Quantum Error Mitigation by Global Randomized Error Cancellation for Adiabatic Evolution in the Schwinger Model

TL;DR

This paper introduces an extension of the global randomized error cancellation method for quantum error mitigation, demonstrating its effectiveness in adiabatic evolution of the Schwinger model on noisy quantum devices, with improved accuracy and efficiency.

Contribution

The paper presents a novel application of adiabatic GREC to the Schwinger model, showing successful transfer of error mitigation across parameter regimes and phases, with better performance than ZNE.

Findings

Adiabatic GREC reduces errors more effectively than ZNE.

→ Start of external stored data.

PR #631, opened 2024-12-11
Add workflow:  genome annotation with Maker

rlibouba:
Hello,
I would like to propose this workflow for annotating a genome  from the GTN "Genome annotation with Maker (short)".

Thank you! Have a nice day!


wm75:
This looks really cool already, thanks!

When I'm importing the WF on Galaxy Europe, it complains about

Screenshot From 2024-12-12 10-35-29

So I guess that needs to be fixed.

----

In the README I would not discuss inputs/outputs per tool but at the WF level to avoid redundancy.
You can just list the inputs, their expected format and what the WF will use them for.
Likewise, you can have one list of all outputs, what they are for and (if that's relevant/helpful) which tool produced them.

----

Without knowing too much about the details of the WF, would a MultiQC combined report of some of the results make sense?

workflows/genome_annotation/annotation_maker/Genome_annotation_with_maker_short_tests.yml
```diff
@@ -0,0 +1,104 @@
...
+      class: File
+      location: https://zenodo.org/records/13987091/files/augustus_training.tar.gz.augustus
+      filetype: augustus
+    SNAP training:
+      class: File
+      location: https://zenodo.org/records/13987091/files/snap_training.snaphmm
+      filetype: snaphmm
+  
+  
+  outputs:
```
wm75, line 25: Most of these outputs should be exactly reproducible text files. It's better to check them for actual content than just for approx. size.
You can test the presence of specific lines of text, for example.

rlibouba:
Hello, 
I have made some changes, in particular to the selection of the lineage for BUSCO. In this workflow, you run BUSCO twice using the same lineage. I'd like to do this so that the user can select the line only once : 
image

But I have a problem with the execution of BUSCO. For the lineage_dataset parameter instead of having `"--lineage_dataset fungi__odb10"`, I have this `"--lineage_dataset '__lt__galaxy.tools.parameters.workflow_utils.ConnectedValue object at 0x7fc7ac5a78d0__gt__'"`. 

I can't figure out what to put for this parameter. Does anyone have any ideas?

rlibouba:
Hi @mvdbeek, thank you for your help and recommendation for my problem. I have corrected the last errors.

workflows/genome_annotation/annotation-maker/Genome_annotation_with_maker_short.ga
```diff
@@ -177,7 +177,7 @@
...
..., \"poales_odb10\", \"polyporales_odb10\", \"primates_odb10\", \"propionibacteriales_odb10\", \"pseudomonadales_odb10\", \"pseudomonadota_odb10\", \"reptilia_odb10\", \"rhodobacterales_odb10\", \"rhizaria_odb10\", \"rhizobiales_odb10\", \"rhizobium-agrobacterium_group_odb10\", \"rhodospirillales_odb10\", \"rickettsiales_odb10\", \"saccharomycetes_odb10\", \"sauropsida_odb10\", \"selenomonadales_odb10\", \"solanales_odb10\", \"sphingobacteriia_odb10\", \"sphingomonadales_odb10\", \"spirochaetes_odb10\", \"spirochaetales_odb10\", \"spirochaetia_odb10\", \"streptomycetales_odb10\", \"streptosporangiales_odb10\", \"stramenopiles_odb10\", \"sulfolobales_odb10\", \"synechococcales_odb10\", \"synergistetes_odb10\", \"tardigrada_odb10\", \"tenericutes_odb10\", \"tetrapoda_odb10\", \"thaumarchaeota_odb10\", \"thermoanaerobacterales_odb10\", \"thermoplasmata_odb10\", \"thermoproteales_odb10\", \"thermoprotei_odb10\", \"thermotogae_odb10\", \"thiotrichales_odb10\", \"tissierellales_odb10\", \"tissierellia_odb10\", \"tremellomycetes_odb10\", \"vertebrata_odb10\", \"verrucomicrobia_odb10\", \"viridiplantae_odb10\", \"xanthomonadales_odb10\"], \"parameter_type\": \"text\", \"optional\": false}",
```
mvdbeek, line 180: Hmm, this is something we would have to update whenever the tool is being updates, what made you decide to undo the restrict values on connection option ?

rlibouba: It was to allow users to have a list with the different lineages. If they had to write the busco lineage, it would have to put “_odb10” at the end for the busco "lineage_dataset" parameter to work.

mvdbeek: I see now where this is going wrong, there's a bug with `restrictOnConnections` not populating the available options. This is supposed to be the exact same list you've written here.

rlibouba: Should we use `restrictOnConnections` ? How can correct this bug?

workflows/genome_annotation/annotation-maker/Genome_annotation_with_maker_short.ga
```diff
@@ -0,0 +1,913 @@
+{
+    "a_galaxy_workflow": "true",
+    "annotation": "",
```
mvdbeek, line 3: Can you put a short description here on what the workflow does ?
```suggestion
    "annotation": "This workflow allows for genome annotation using Maker and evaluates the quality of the annotation with BUSCO and genome annotation statistics. The annotation can then be improved, standardized, and visualized with additional tools.",
```

mvdbeek (approved):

Error mitigation transfers between different parameter regimes and phases.

Adiabatic GREC can be more resource-efficient than existing methods.

Abstract

We extend the global randomized error cancellation (GREC) method for quantum error mitigation (QEM) in an application to adiabatic evolution of states on a noisy quantum device. We apply the adiabatic GREC method to the evolution of eigenstates in the lattice Schwinger model on a simulated quantum device with custom noise. Our results suggest that the corresponding QEM learned in one parameter regime of the model successfully transfers to a different parameter regime. In particular, our findings indicate that it transfers between different phases of the model. We observe that adiabatic GREC produces a smaller error than zero noise extrapolation (ZNE). Furthermore, in general, adiabatic GREC can be more cost-efficient in terms of the total number of gates used for the simulations. We comment on approaches to further reduce the necessary quantum computational resources. We also outline extensions of the introduced adiabatic GREC QEM method.